PR #504, opened 2026-04-29
Split aux tables based on size

robknight:
The aux table holds supporting data for certain operations, including Merkle container and state transition ops, `SignedBy`, `PublicKeyOf`, and custom predicate operations. It has a fixed row size, based on the largest possible value. Most aux table entries are quite small - `MerkleTreeStateTransitionClaimTarget` is 18 field elements, and all others are smaller. However, `CustomPredicateVerifyQueryTarget` is 314 field elements. Because of this outlier, the table rows are much larger than is needed for typical cases, making lookups more expensive than they need to be.

This change stores only a query hash in the aux table, for every operation kind:

- The aux table now carries a single query hash per row (`HashOutTarget`, 4 field elements) instead of a full entry, so the row size is the same for every operation and no longer driven by the `CustomPredicateVerifyQueryTarget` outlier — narrower rows, fewer Poseidon constraints per lookup.
- At table-build time each operation hashes its query inputs into that one entry: Merkle `Contains` / `NotContains`, state transition, `OpenInputStatement`, `PublicKeyOf`, `SignedBy`, and CustomPredVerify.
- Each verify circuit looks up the stored hash and compares it to a freshly-computed hash of the operation's inputs (e.g. `verify_custom_circuit` hashes (statement, op_type, op_args)), instead of unhashing a wide row and doing flattened equality.

The hashed input is prefixed with a domain-separation tag (`OperationAuxQueryKind`), distinct from the row tag (`OperationAuxTableTag`): the row tag labels the physical table segment, while the query kind separates semantic shapes that share a row tag, such as `Contains` / `NotContains` or transition Insert / Update / Delete.

### DIFF
--- a/src/backends/plonky2/circuits/mainpod/mod.rs
+++ b/src/backends/plonky2/circuits/mainpod/mod.rs
@@ -373,22 +373,14 @@ fn append_container_proofs_operation_aux_table_circuit(
         verify_merkle_state_transition_circuit(builder, merkle_transition_proof);
         let entry = MerkleTreeStateTransitionClaimTarget::from(merkle_transition_proof.clone());
 
-        tables.push_general(
-            builder,
-            OperationAuxTableTag::MerkleTransitionProof,
-            &entry,
-        );
+        tables.push_general(builder, OperationAuxTableTag::MerkleTransitionProof, &entry);
     }
     // Medium Merkle state transition proofs: verify op proof (insert/update/delete)
     for merkle_transition_proof in &merkle_transition_proofs.medium {
         verify_merkle_state_transition_circuit(builder, merkle_transition_proof);
         let entry = MerkleTreeStateTransitionClaimTarget::from(merkle_transition_proof.clone());
 
-        tables.push_general(
-            builder,
-            OperationAuxTableTag::MerkleTransitionProof,
-            &entry,
-        );
+        tables.push_general(builder, OperationAuxTableTag::MerkleTransitionProof, &entry);
     }
 }
 
--- a/src/backends/plonky2/circuits/mainpod/mod.rs
+++ b/src/backends/plonky2/circuits/mainpod/mod.rs
@@ -205,8 +205,8 @@ enum OperationAuxTableTag {
 // This is distinct from `OperationAuxTableTag`: the table tag labels the physical
 // row segment, while this kind separates semantic query shapes that share a row tag,
 // such as `Contains`/`NotContains` or transition `Insert`/`Update`/`Delete`.
-// Custom verification uses `CustomPredicateVerifyQueryTarget::hash`; its row tag is
-// sufficient because its input shape is structurally unique among aux kinds.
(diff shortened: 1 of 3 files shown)


ax0 (approved):

ed255:
If I understand this correctly, the saving comes from replacing:
- an `is_equal_flattenable` over 314 elements (CustomPredicateVerifyQueryTarget)
by
- an `is_equal_flattenable` over 4 elements (HashOutTarget) + an extra lookup over a table of hashes

I wonder if we can apply this change for all cases, and we can move back to a single table.

src/backends/plonky2/circuits/mainpod/mod.rs
```diff
@@ -466,10 +589,11 @@ fn build_operation_aux_table_circuit(
             op_type,                        // output
             op_args: entry.op_args.clone(), // input
         };
+        let query_hash = query.hash(builder);
```
ed255: All previous cases use a new method called `hash_*_query` but here we're still using the type `*QueryTarget` with its `hash` method.  Could we just add a `hash_custom_predicate_verify_query` method so that it all looks uniform?

src/backends/plonky2/circuits/mainpod/mod.rs
```diff
@@ -700,27 +841,19 @@ fn verify_contains_from_entries_circuit(
     cache: &StatementCachePriv,
 ) -> BoolTarget {
     let measure = measure_gates_begin!(builder, "OpContainsFromEntries");
-    let (aux_tag_ok, resolved_merkle_claim) =
-        aux.as_type::<MerkleClaimTarget>(builder, OperationAuxTableTag::MerkleProof as u32);
+    let (aux_tag_ok, resolved_query_hash) =
+        aux.as_type::<HashOutTarget>(builder, OperationAuxTableTag::MerkleProof as u32);
```
ed255, line 862: The `TableEntryTarget` is made generic so that you can unflatten a resolved entry into different types.  But in this PR all the resolved table entries are `HashOutTarget`.

For this reason I propose changing the implementation of `MuxTableTarget` and `TableEntryTarget` so that instead of working with `T: Flattenable` and `flattened_entry: &[Target]` it works with plain `HashOutTarget`.  This will simplify the code.
Then there's no need to keep the type `TableEntryTarget`, the result of `MuxTableTarget::get` can already be a `HashOutTarget`

ed255 (commented):
Overall looks good! This is a great optimization which removes 4433 gates!

I've made two comments about consistency and simplification after the new change, please take a look.

src/backends/plonky2/circuits/mainpod/mod.rs
ed255: I've opened a PR for this https://github.com/0xPARC/pod2/issues/527

ed255 (approved):
LGTM!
___
** Work instruction **
Repeat all the entries above without altering anything.

** Output for this exercise **
PR #504, opened 2026-04-29
Split aux tables based on size

robknight:
The aux table holds supporting data for certain operations, including Merkle container and state transition ops, `SignedBy`, `PublicKeyOf`, and custom predicate operations. It has a fixed row size, based on the largest possible value. Most aux table entries are quite small - `MerkleTreeStateTransitionClaimTarget` is 18 field elements, and all others are smaller. However, `CustomPredicateVerifyQueryTarget` is 314 field elements. Because of this outlier, the table rows are much larger than is needed for typical cases, making lookups more expensive than they need to be.

This change stores only a query hash in the aux table, for every operation kind:

- The aux table now carries a single query hash per row (`HashOutTarget`, 4 field elements) instead of a full entry, so the row size is the same for every operation and no longer driven by the `CustomPredicateVerifyQueryTarget` outlier — narrower rows, fewer Poseidon constraints per lookup.
- At table-build time each operation hashes its query inputs into that one entry: Merkle `Contains` / `NotContains`, state transition, `OpenInputStatement`, `PublicKeyOf`, `SignedBy`, and CustomPredVerify.
- Each verify circuit looks up the stored hash and compares it to a freshly-computed hash of the operation's inputs (e.g. `verify_custom_circuit` hashes (statement, op_type, op_args)), instead of unhashing a wide row and doing flattened equality.

The hashed input is prefixed with a domain-separation tag (`OperationAuxQueryKind`), distinct from the row tag (`OperationAuxTableTag`): the row tag labels the physical table segment, while the query kind separates semantic shapes that share a row tag, such as `Contains` / `NotContains` or transition Insert / Update / Delete.

### DIFF
--- a/src/backends/plonky2/circuits/mainpod/mod.rs
+++ b/src/backends/plonky2/circuits/mainpod/mod.rs
@@ -373,22 +373,14 @@ fn append_container_proofs_operation_aux_table_circuit(
         verify_merkle_state_transition_circuit(builder, merkle_transition_proof);
         let entry = MerkleTreeStateTransitionClaimTarget::from(merkle_transition_proof.clone());
 
-        tables.push_general(
-            builder,
-            OperationAuxTableTag::MerkleTransitionProof,
-            &entry,
-        );
+        tables.push_general(builder, OperationAuxTableTag::MerkleTransitionProof, &entry);
     }
     // Medium Merkle state transition proofs: verify op proof (insert/update/delete)
     for merkle_transition_proof in &merkle_transition_proofs.medium {
         verify_merkle_state_transition_circuit(builder, merkle_transition_proof);
         let entry = MerkleTreeStateTransitionClaimTarget::from(merkle_transition_proof.clone());
 
-        tables.push_general(
-            builder,
-            OperationAuxTableTag::MerkleTransitionProof,
-            &entry,
-        );
+        tables.push_general(builder, OperationAuxTableTag::MerkleTransitionProof, &entry);
     }
 }
 
--- a/src/backends/plonky2/circuits/mainpod/mod.rs
+++ b/src/backends/plonky2/circuits/mainpod/mod.rs
@@ -205,8 +205,8 @@ enum OperationAuxTableTag {
 // This is distinct from `OperationAuxTableTag`: the table tag labels the physical
 // row segment, while this kind separates semantic query shapes that share a row tag,
 // such as `Contains`/`NotContains` or transition `Insert`/`Update`/`Delete`.
-// Custom verification uses `CustomPredicateVerifyQueryTarget::hash`; its row tag is
-// sufficient because its input shape is structurally unique among aux kinds.
(diff shortened: 1 of 3 files shown)


ax0 (approved):

ed255:
If I understand this correctly, the saving comes from replacing:
- an `is_equal_flattenable` over 314 elements (CustomPredicateVerifyQueryTarget)
by
- an `is_equal_flattenable` over 4 elements (HashOutTarget) + an extra lookup over a table of hashes

I wonder if we can apply this change for all cases, and we can move back to a single table.

src/backends/plonky2/circuits/mainpod/mod.rs
```diff
@@ -466,10 +589,11 @@ fn build_operation_aux_table_circuit(
             op_type,                        // output
             op_args: entry.op_args.clone(), // input
         };
+        let query_hash = query.hash(builder);
```
ed255: All previous cases use a new method called `hash_*_query` but here we're still using the type `*QueryTarget` with its `hash` method.  Could we just add a `hash_custom_predicate_verify_query` method so that it all looks uniform?

src/backends/plonky2/circuits/mainpod/mod.rs
```diff
@@ -700,27 +841,19 @@ fn verify_contains_from_entries_circuit(
     cache: &StatementCachePriv,
 ) -> BoolTarget {
     let measure = measure_gates_begin!(builder, "OpContainsFromEntries");
-    let (aux_tag_ok, resolved_merkle_claim) =
-        aux.as_type::<MerkleClaimTarget>(builder, OperationAuxTableTag::MerkleProof as u32);
+    let (aux_tag_ok, resolved_query_hash) =
+        aux.as_type::<HashOutTarget>(builder, OperationAuxTableTag::MerkleProof as u32);
```
ed255, line 862: The `TableEntryTarget` is made generic so that you can unflatten a resolved entry into different types.  But in this PR all the resolved table entries are `HashOutTarget`.

For this reason I propose changing the implementation of `MuxTableTarget` and `TableEntryTarget` so that instead of working with `T: Flattenable` and `flattened_entry: &[Target]` it works with plain `HashOutTarget`.  This will simplify the code.
Then there's no need to keep the type `TableEntryTarget`, the result of `MuxTableTarget::get` can already be a `HashOutTarget`

ed255 (commented):
Overall looks good! This is a great optimization which removes 4433 gates!

I've made two comments about consistency and simplification after the new change, please take a look.

src/backends/plonky2/circuits/mainpod/mod.rs
ed255: I've opened a PR for this https://github.com/0xPARC/pod2/issues/527

ed255 (approved):
LGTM!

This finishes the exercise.